| What the task asks |
Copy out each line from the material where the word "files" is found.
Segment Open
PR #269, opened 2018-07-16
CLOUD-2706 update JSON logging to capture server boot

luck3y:
https://issues.jboss.org/browse/CLOUD-2706
Signed-off-by: Ken Wills <kwills@redhat.com>

See also https://github.com/jboss-container-images/jboss-eap-modules/pull/17 for an associated, required change to support this behavior on EAP CD.

### DIFF
--- a/os-eap-logging/added/logging.properties
+++ b/os-eap-logging/added/logging.properties
@@ -32,7 +32,7 @@ handlers=CONSOLE
 
 handler.CONSOLE=org.jboss.logmanager.handlers.ConsoleHandler
 handler.CONSOLE.level=ALL
-handler.CONSOLE.formatter=COLOR-PATTERN
+handler.CONSOLE.formatter=##CONSOLE-FORMATTER##
 handler.CONSOLE.properties=autoFlush,target,enabled
 handler.CONSOLE.autoFlush=true
 handler.CONSOLE.target=SYSTEM_OUT
--- a/os-eap7-launch/added/launch/json_logging.sh
+++ b/os-eap7-launch/added/launch/json_logging.sh
@@ -7,7 +7,9 @@ function configure_json_logging() {
 
   if [ "${ENABLE_JSON_LOGGING^^}" == "TRUE" ]; then
     sed -i 's|##CONSOLE-FORMATTER##|OPENSHIFT|' $CONFIG_FILE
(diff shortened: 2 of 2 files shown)


os-eap-logging/added/logging.properties
```diff
@@ -32,7 +32,7 @@ handlers=CONSOLE
 
 handler.CONSOLE=org.jboss.logmanager.handlers.ConsoleHandler
 handler.CONSOLE.level=ALL
-handler.CONSOLE.formatter=COLOR-PATTERN
+handler.CONSOLE.formatter=##CONSOLE-FORMATTER##
```
bstansberry: Having this disconnected from the related script is a problem, as this module is used in other images, and those images might not use os-eap7-launch. For sure EAP 6.4 doesn't, probably other products too.

bstansberry: BTW I don't mean to suggest this file must move to be with the script. I'm not suggesting a solution, just a pointing out a problem. :)

A possible solution is to limit this fix to EAP CD and EAP on OS 7.2 which can use the module from jboss-eap-modules.

luck3y: Yeah, my intention there was to do the substitution if it was there, and if it wasn't it would just be a no-op. Other images can add the ##CONSOLE-FORMATTER## as they see fit.

I'll have a quick look in cct_module and see if there are any other examples out there, then ping those people with a heads up.

luck3y: Actually never mind, sorry, I see what you mean about the file being in os-eap-logging, but the substitution being in os-eap7-launch, I'll have a look at what we can do in os-eap-logging ...

bstansberry: The problem is the logging.properties file is no longer usable as is because the handler.CONSOLE.formatter=##CONSOLE-FORMATTER## is invalid.

luck3y: @bstansberry Yeah, got it, theres a stuck pending comment from me just above your last message :(

luck3y: Sigh, the GH UI thought I'd started a review ...

luck3y: So thinking about this a little more, we should fork the cct_module os-eap-logging module to jboss-eap-modules, and install the script that does the substitution into launch/ and ensure it gets run. We can deprecate the old one, but it would still work.

PR #276, opened 2018-08-03
[CLOUD-2767] setting bigger timeout for recovery scan

ochaloup:
https://issues.jboss.org/browse/CLOUD-2767

Setting the socket timeout of the recovery request to 30 minutes while expecting whole recovery process (both phases) will be run in such time.
From the perspective of the script we need to ensure that scan is completly finished and only then server shutdown is requested.


luck3y:
@ochaloup I can't start reviews in cct_module, but +1 from me.

PR #180, opened 2020-06-25
Get public key from ssh-agent

JelteF:
That way, if your key is named differently it still works.

### DIFF
--- a/hammerdb/send_pubkey.sh
+++ b/hammerdb/send_pubkey.sh
@@ -6,7 +6,14 @@ set -u
 set -e
 # echo commands
 set -x
+# exit if left size of pipe failed
+set -o pipefail
 
 coordinator_private_ip=$1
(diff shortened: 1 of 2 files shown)


hammerdb/send_pubkey.sh
```diff
@@ -6,7 +6,14 @@ set -u
 set -e
 # echo commands
 set -x
+# exit if left size of pipe failed
+set -o pipefail
 
 coordinator_private_ip=$1
-export pub_key=$(cat ~/.ssh/id_rsa.pub)
+pub_key=$(ssh-add -L | head -n 1)
```
SaitTalhaNisanci, line 13: This script is run on the driver node. Here we are adding the public ip of driver node to the coordinator. If we use ssh agent here, it will be our local key since we will be connecting with ssh forwarding to the coordinator. So it seems correct to use the previous version here, what do you think?

PR #181, opened 2020-06-26
use centos in our vms

SaitTalhaNisanci:
We were using redhat in our vms but it turns out to have some problems.
Currently centos seems to be running smoothly. So switching to centos
makes sense, and it doesn't require many changes. We can go back to
redhat or even make it configurable easily.

In another PR the versions will be increased to the latest 7.X.

### DIFF
--- a/azure/init.sh
+++ b/azure/init.sh
@@ -6,13 +6,13 @@ set -u
 set -e
 # fail in a pipeline if any of the commands fails
 set -o pipefail
+# echo commands
+set -x
 
 # in redhat we need to enable default port for postgres
-firewall-cmd --add-port=5432/tcp
-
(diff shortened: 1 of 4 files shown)


azure/init.sh
```diff
@@ -6,13 +6,13 @@ set -u
 set -e
 # fail in a pipeline if any of the commands fails
 set -o pipefail
+# echo commands
+set -x
 
 # in redhat we need to enable default port for postgres
-firewall-cmd --add-port=5432/tcp
-
-# install azure client rpm to have correct certificates
```
SaitTalhaNisanci, line 13: https://github.com/citusdata/test-automation/pull/173 

We don't need this weird thing anymore.

JelteF (approved):

PR #197, opened 2020-11-02
Enable repartition joins in tpch and update executor

SaitTalhaNisanci:
We should revisit our tests one by one and do necessary changes because some of them are outdated and some tests might not have any value. But it is a bigger thing

### DIFF
--- a/fabfile/tpch_confs/tpch_default.ini
+++ b/fabfile/tpch_confs/tpch_default.ini
@@ -1,7 +1,7 @@
 [test]
 use_enterprise: on
 postgres_citus_versions: [('12.1', 'enterprise-master'), ('12.1', 'release-9.2')]
-tpch_tasks_executor_types: [('1.sql', 'real-time'), ('3.sql', 'task-tracker'), ('5.sql', 'task-tracker'), ('6.sql', 'real-time')
-                            ,('7.sql', 'task-tracker'), ('8.sql', 'task-tracker'), ('9.sql', 'task-tracker'), ('10.sql', 'task-tracker')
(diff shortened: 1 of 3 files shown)


fabfile/tpch_confs/tpch_default.ini
```diff
@@ -1,7 +1,7 @@
 [test]
 use_enterprise: on
 postgres_citus_versions: [('12.1', 'enterprise-master'), ('12.1', 'release-9.2')]
-tpch_tasks_executor_types: [('1.sql', 'real-time'), ('3.sql', 'task-tracker'), ('5.sql', 'task-tracker'), ('6.sql', 'real-time')
-                            ,('7.sql', 'task-tracker'), ('8.sql', 'task-tracker'), ('9.sql', 'task-tracker'), ('10.sql', 'task-tracker')
-                            , ('12.sql', 'real-time'), ('14.sql', 'task-tracker'), ('19.sql', 'task-tracker')]
+tpch_tasks_executor_types: [('1.sql', 'adaptive'), ('3.sql', 'adaptive'), ('5.sql', 'adaptive'), ('6.sql', 'adaptive')
```
onderkalaci, line 4: I guess this syntax doesn't make sense anymore, but to keep the changes small, I'm ok to keep it as it

SaitTalhaNisanci: I think we should go over all of these things and do the relevant changes but it will probably take a while maybe 2-3 days

SaitTalhaNisanci: here I aimed to fix it with minimum changes as you said. With this I was able to get results

onderkalaci (approved):

PR #202, opened 2021-01-29
Cache git credentials in init.sh

onurctirtir:


onurctirtir:
With this pr, we had "unbound variable" errors in init.sh, so reverted cdb15e80f2a6351465ea558c2f2e1da7c21e1614 on master and included it in a new pr #203

PR #208, opened 2021-02-03
Use make install-all when installing citus if available

onurctirtir:
This is mainly to make valgrind testing happy
Tested with valgrind testing, works fine

### DIFF
--- a/fabfile/setup.py
+++ b/fabfile/setup.py
@@ -241,8 +241,8 @@ def build_enterprise():
 def install_citus(core_count):
     with hide('stdout'):
         # fall back to "make install" if "make install-all" is not available
-        run('make -s -j{} install-all || make -s -j{} install'.
-            format(core_count, core_count))
+        run('make -s -j{core_count} install-all || make -s -j{core_count} install'.\
+            format(core_count=core_count))
 
 def create_database():
     pg_latest = config.PG_LATEST
--- a/fabfile/setup.py
+++ b/fabfile/setup.py
@@ -217,7 +217,7 @@ def build_citus():
             core_count = run('cat /proc/cpuinfo | grep "core id" | wc -l')
 
         with hide('stdout'):
-            run('make -s -j{} install'.format(core_count))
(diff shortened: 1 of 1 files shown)


onurctirtir:
Tested with valgrind testing, works fine

SaitTalhaNisanci:
What if we are installing an old version which doesn't have this install-all target?

onurctirtir:
> What if we are installing an old version which doesn't have this install-all target?

maybe `make install-all || make install` ?

SaitTalhaNisanci:
>maybe make install-all || make install ?

Makes sense.

fabfile/setup.py
```diff
@@ -237,8 +236,13 @@ def build_enterprise():
...
         core_count = run('cat /proc/cpuinfo | grep "core id" | wc -l')
 
-        with hide('stdout'):
-            run('make -s -j{} install-all'.format(core_count))
+        install_citus(core_count)
+
+def install_citus(core_count):
+    with hide('stdout'):
+        # fall back to "make install" if "make install-all" is not available
+        run('make -s -j{} install-all || make -s -j{} install'.
```
SaitTalhaNisanci, line 244: Minor:
```python
make -s -j{core_count} install-all || make -s -j{core_count} install'.format(core_count=core_count)
```

SaitTalhaNisanci (approved):

fabfile/setup.py
```diff
@@ -237,8 +236,13 @@ def build_enterprise():
...
 
-        with hide('stdout'):
-            run('make -s -j{} install'.format(core_count))
+        install_citus(core_count)
+
+def install_citus(core_count):
+    with hide('stdout'):
+        # fall back to "make install" if "make install-all" is not available
+        run('make -s -j{} install-all || make -s -j{} install'.
+            format(core_count, core_count))
```
onurctirtir, line 245:
```suggestion
        run('make -s -j{core_count} install-all || make -s -j{core_count} install'.\
            format(core_count=core_count))
```

PR #209, opened 2021-02-05
Use upstream hammerdb

SaitTalhaNisanci:
When we use a custom hammerdb branch with citus related changes, the
branch easily get outdated. It makes more sense to apply only the
relevant patch to the upstream.

### DIFF
--- a/hammerdb/driver-init.sh
+++ b/hammerdb/driver-init.sh
@@ -19,7 +19,7 @@ python get-pip.py
 rpm -Uvh https://dl.fedoraproject.org/pub/epel/epel-release-latest-7.noarch.rpm
 # install git to clone the repository
 # install screen so that we can run commands in a detached session
-yum install -y git screen tmux htop
+yum install -y git screen tmux htop patch
 
 # this is the username in our instances
 TARGET_USER=pguser
--- a/hammerdb/setup.sh
+++ b/hammerdb/setup.sh
@@ -16,7 +16,7 @@ hammerdb_version=$(cat ~/HAMMERDB_VERSION)
 hammerdb_dir="${HOME}"/HammerDB-"${hammerdb_version}"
Segment Closed
| Response to this exercise |
(diff shortened: 2 of 2 files shown)
(diff shortened: 1 of 2 files shown)
(diff shortened: 1 of 4 files shown)
(diff shortened: 1 of 3 files shown)
(diff shortened: 1 of 1 files shown)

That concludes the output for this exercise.